Walker v. State

229 S.E.2d 546 | Ga. Ct. App. | 1976

139 Ga. App. 751 (1976)
229 S.E.2d 546

WALKER
v.
THE STATE.

52576.

Court of Appeals of Georgia.

Submitted September 13, 1976.
Decided October 1, 1976.

Robert C. Ray, for appellants.

Lewis R. Slaton, District Attorney, Joseph J. Drolet, H. Allen Moye, Harvey Moskowitz, Assistant District Attorneys, for appellee.

QUILLIAN, Judge.

The defendant appeals his conviction for burglary. Held:

1. It is contended that the defendant's identification by two witnesses was impermissibly tainted by an illegal show-up identification.

No objection was interposed in the trial court with regard to the error now urged. Moreover, the showup was not unnecessarily suggestive nor was there a likelihood of *752 misidentification. See Neil v. Biggers, 409 U. S. 188 (93 SC 375, 34 LE2d 401). The showup was an on the scene confrontation conducted as soon as possible after the offense. It occurred five minutes after the witnesses saw the accused fleeing the scene. As stated in Watson v. State, 349 A2d 738 (1975), it was an "immediate product of the offense and defendant's apprehension." Hence, "practicalities inherent in this type of situation suggest that an immediate on-the-scene confrontation between victim and suspect is essential both to law enforcement and to fairness toward innocent suspects." 349 A2d 740.

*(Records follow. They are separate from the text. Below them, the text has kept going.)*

PR #4588, opened 2023-09-01
[SLWP] Hide 'show_later_dates' option for bulky slot selection

nephila-nacrea:
Functionality for 'show_later_dates' for K&S is a) currently broken and b) is not needed, so we simply deactivate that field.

[skip changelog]


dracos (approved):
Neat way of doing it :)

PR #4590, opened 2023-09-05
[Brent] Skip sending updates for ATAK backend.

davea:
Similarly to 22fd8ee6f0b9d for Central Beds Jadu, we don't want to send updates to ATAK.

[skip changelog]


dracos (approved):
:atom:

PR #4594, opened 2023-09-06
[Brent] Correct fields for Echo

dracos:
For https://github.com/mysociety/societyworks/issues/3883
I wondered if it'd be better to have the checkbox flags at the open311-adapter end, but that also seemed fragile in that it would have to e.g. parse the Notes field being passed through (given no individual data is). This is probably okay?
[skip changelog]


chrismytton (approved):
I think having it in FMS rather than open311-adapter makes sense, as you say parsing the notes field is going to be a bit messy.

PR #4595, opened 2023-09-06
[Brent] [Waste] Initial small items setup.

dracos:
Provides an initial small items form, pretty much identical to bulky apart from wording and other small differences (e.g. sort order, photos). Uses the same controller/role/flags as Brent is having small items instead of bulky, and given timescales seemed quite a bit more straightforward than trying to allow both.

Takes a little bit of @MorayMySoc code for saving the items in the report metadata (though only if set), and little bit of @nephila-nacrea code for calling the clear cached slot.

[skip changelog]


chrismytton (approved):
Looks good! One comment but doesn't necessarily needs actioning.

PR #4597, opened 2023-09-08
[Brent][WW] Small items making a booking #3869

MorayMySoc:
Adds count of how many small WEEE items have been selected  and how many different 'types' of item have been selected.

Adds errors if more that 4 small WEEE or more than 3 types.

Adds text to clarify the limits allowed.

Adds tests for above.

https://github.com/mysociety/societyworks/issues/3869#issuecomment-1700920860

[skip changelog]


dracos:
(just changed base, and rebased on top of current brent-initial-setup so to have smaller diff)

Under the circumstances here, we find that the showup did not have the effect of nullifying the witnesses' identification of the defendant. This ground is without merit.

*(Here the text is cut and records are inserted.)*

PR #5787, opened 2025-12-18
[Kingston] [WW] Escalations and target dates

struan:
Fixes mysociety/societyworks#5257

Update Kingson Echo integration to support escalations and target dates.

The escalations code is much the same as Sutton, so the code for that has been hoisted up into the shared role, with a few configuration functions to cover differences in timelines.

This also adds target dates for Kingston to enable specific dates to be displayed on the bin page for things like container delivers, missed bin resolutions etc rather than "within n days".

[skip changelog]


dracos:
(Question aside not to do with these changes for @sallytay here - as Kingston asked us to add the specific dates here (which we'd refused to do for Sutton previously when they tried to just shoehorn it in), do we want to have this for Sutton now as well given we've done the work - I'm guessing so?)

perllib/FixMyStreet/Cobrand/Kingston.pm
```diff
@@ -595,6 +601,92 @@ sub waste_munge_request_data {
...
+
+=cut
+
+sub waste_target_days {
+    {
+        container_escalation => 5,
+        missed => 2,
+        missed_escalation => 1,
+        missed_bulky => 2,
+        missed_bulky_escalation => 1,
```
chrismytton: Should this be 2 days, as per your comment?

perllib/FixMyStreet/Cobrand/Sutton.pm
```diff
@@ -863,6 +723,48 @@ sub waste_munge_enquiry_data {
...
+
+=cut
+
+sub waste_target_days {
+    {
+        container_escalation => 5,
+        missed => 2,
+        missed_escalation => 1,
+        missed_bulky => 2,
+        missed_bulky_escalation => 1,
```
chrismytton: And here, should this be 2 days?

perllib/FixMyStreet/Roles/Cobrand/KingstonSutton.pm
```diff
@@ -169,6 +169,170 @@ sub waste_report_form_first_next {
     };
 }
 
+=head2 Escalations
+
+Sutton has custom behaviour to allow escalation of unresolved missed collections
+or container requests.
```
chrismytton: Might be worth updating this comment, to avoid confusing future readers.

chrismytton (changes requested):
Looks good! Just a minor question about SLAs and one comment update suggestion.

chrismytton (approved):
Looks good, thanks!

perllib/FixMyStreet/Roles/Cobrand/KingstonSutton.pm
```diff
@@ -169,6 +169,170 @@ sub waste_report_form_first_next {
...
+            my $start = $wd->add_days($missed_event->{date}, $self->waste_escalation_window->{bulky_start})->set_hour($self->waste_day_end_hour);
+            my $end = $wd->add_days($start, $self->waste_escalation_window->{bulky_length});
+            if ($now >= $start && $now < $end) {
+                $missed->{$guid}{escalations}{missed} = $missed_event;
+            }
+        } elsif ($open_escalation) {
+            if ($self->waste_target_days && $self->waste_target_days->{missed_bulky_escalation}) {
+                $missed_event->{target} = $wd->add_days($escalation_event->{date}, $self->waste_target_days->{missed_bulky_escalation})->set_hour($self->waste_day_end_hour);
+            }
+            $missed->{$guid}{escalations}{missed_open} = $missed_event;
```
dracos: I don't understand what's happening here. Above we've already set missed_open to the relevant open escalation event, but here we're overwriting it with the original missed collection event?

dracos: I've changed the target setting couple of lines above to in escalation_event and removed this line. Can discuss if I've misunderstood, but it fixes a failing test in my current work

2. The evidence was sufficient to sustain the verdict.

3. A charge complained of which instructed the jury as to recent possession has, in substance, been approved by both this court and the Supreme Court. McGinty v. State, 134 Ga. App. 399, 403 (214 SE2d 678); Workman v. State, 137 Ga. App. 746, 748 (224 SE2d 757); Aiken v. State, 226 Ga. 840, 844 (178 SE2d 202).

Judgment affirmed. Deen, P. J., and Webb, J., concur.